卞不疑緩緩走近梁心,道:「大老闆,剛才到底是怎麼一回事,你怎麼不躲閃?」
梁心未回答,他甚至木然的動也未動。
卞不疑走過去伸手摸,他不由全身猛一震。
皇甫山道:「他怎麼不說話?」
卞不疑道:「你見過死人會說話的?」
尤三郎大叫:「他不能死!」
尤三郎的女兒尤二姐下落不明.梁心如果死掉,他的女兒向誰要?
皇甫山更急,小玉兒已離開多日,梁心是關鍵人物,如果梁心一死,到哪裡去找小玉兒。
梁心早該死,如果不是因為小玉兒與尤二姐,他早就死在清風鎮上了。
皇甫山一急,大聲叫:「快救他,他不能死!」
卞不疑當然知道梁心不能死,十九根銀針匆忙的刺入梁心各穴道中,單梁心的胸口就插入七八根。

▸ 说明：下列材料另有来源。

PR #130, opened 2021-09-27
Changed the transform AddShortNoise. 

Cangonin:
An option to choose how the noises will be mixed in the input audio has been added. Two options exist now, "relative" and "absolute". If the chosen option is "relative", the power of the added noise will be proportional to the power of
 the input sound (as it was before by default). If the chosen option is "absolute", the added noises will all have the same power independently of the power of the input.


audiomentations/augmentations/transforms.py
```diff
@@ -1074,7 +1086,7 @@ def apply(self, samples, sample_rate):
             noise_gain[-fade_out_mask.shape[0] :] = np.minimum(
                 noise_gain[-fade_out_mask.shape[0] :], fade_out_mask
             )
-            noise_samples = noise_samples * noise_gain
+            noise_samples = noise_samples * noise_gain  # Gain here describes just the gain from the fade in and fade out.
```
iver56, line 1089: Line is too long. I recommend putting the comment above.

I also recommend checking out the python formatting tool called `black`, which we use in this project. I can help you set this up in your IDE 😄 

Black recommends a max line length of 90-ish characters.

audiomentations/augmentations/transforms.py
```diff
@@ -888,6 +888,8 @@ def __init__(
         max_snr_in_db=24,
         min_time_between_sounds=4.0,
         max_time_between_sounds=16.0,
+        noise_power=("relative", "absolute"),
+        absolute_noise_rms_db=-20,
```
iver56, line 892: In real life noises will vary in loudness. It would be nice to have two parameters that specify the min and max loudness of the noises to be mixed in. This way the augmentation transform can vary how loud the noises are, e.g. so it could mix in both soft and loud noises in the same audio clip.

audiomentations/augmentations/transforms.py
```diff
@@ -1095,16 +1107,30 @@ def apply(self, samples, sample_rate):
...
+                    noise_samples = noise_samples * gain
 
-                # Adjust the noise to match the desired noise RMS
-                noise_samples = noise_samples * (desired_noise_rms / noise_rms)
+                    max_noise_samples = np.amax(np.abs(noise_samples))
 
-                noise_placeholder[start_sample_index:end_sample_index] += noise_samples
+                    if max_noise_samples > 1:  # Not optimal, since this will change the rms. Happens primarily to
+                        # noise bursts.
+                        noise_samples = noise_samples / max_noise_samples
```
iver56, line 1131: Why do we have this peak normalization here? I think I would personally not add this feature, because as you say it changes the balance between signal and noise so that it doesn't match the snr provided given to \_\_init\_\_.

audiomentations already has several other transforms that can return results with values outside the [-1, 1] range, and I'm not too worried about it, because it can be dealt with at the end of the data augmentation pipeline. Values outside the [-1, 1] range is not really a problem when using float32, but it could result in clipping/distortion when converting it to int16 without normalizing it forst.

audiomentations/augmentations/transforms.py
```diff
@@ -907,6 +909,13 @@ def __init__(
             sounds/noises will be louder.
         :param min_time_between_sounds: Minimum pause time between the added sounds/noises
         :param max_time_between_sounds: Maximum pause time between the added sounds/noises
+        :param noise_power: Defines how the noises will be added to the audio input. If the chosen
+        option is "relative", the power of the added noise will be proportional to the power of
+        the input sound. If the chosen option is "absolute", the added noises will all have the
+        same power independently of the power of the input.
+        :param absolute_noise_rms_db: Is only used if noise_power is set to "absolute". The rms in dB
+         of the added noises will be constant and equal to absolute_noise_rms_db. Recommended values
+        for this parameter range from -10 to -50 (or even less).
```
iver56, line 918:
```suggestion
        :param noise_power: Defines how the noises will be added to the audio input. If the chosen
            option is "relative", the power of the added noise will be proportional to the power of
            the input sound. If the chosen option is "absolute", the added noises will all have the
            same power independently of the power of the input.
        :param absolute_noise_rms_db: Is only used if noise_power is set to "absolute". The rms in dB
            of the added noises will be constant and equal to absolute_noise_rms_db. Recommended values
            for this parameter range from -10 to -50 (or even less).
```

iver56 (changes requested):
It would be nice if you could add a unit test for this new feature. See https://github.com/iver56/audiomentations/blob/master/tests/test_add_short_noises.py

audiomentations/augmentations/transforms.py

也真難為卞不疑,黑天半夜大山上,他竟然認穴那麼準,他還一手按住梁心的命門穴。
就在卞不疑吃力的流出汗水中,他喘著氣,道:「劇毒順脈攻心,神仙也難治,這是毒……」
皇甫山見梁心動了一下,急急忙低頭大聲喊,那聲音就彷彿空谷傳音似的,道:「大老闆,你快說,姑娘送到哪裡了?」
梁心在卞不疑催動半僵硬的血脈下,勉強張開獨眼睛,他說了三個字——也是叫四個圍住他的人大感洩氣的話,道:「不……知……道……」
卞不疑連取丹丸的機會也沒有,雙手盡力催動一股熱力往梁心的體內灌注。
他的額上在冒汗水,高山寒意對他似乎不起什麼冷的作用,卞不疑還口乾舌燥。
皇甫山又在梁心耳邊大叫,道:「梁老闆,你已將死之人,人死之言最善,你總得說句實話吧?」
梁心又張開獨目,卻有一股黑黑的血從他的發問流下來,血流之處,皮膚潰爛,光景實在嚇人。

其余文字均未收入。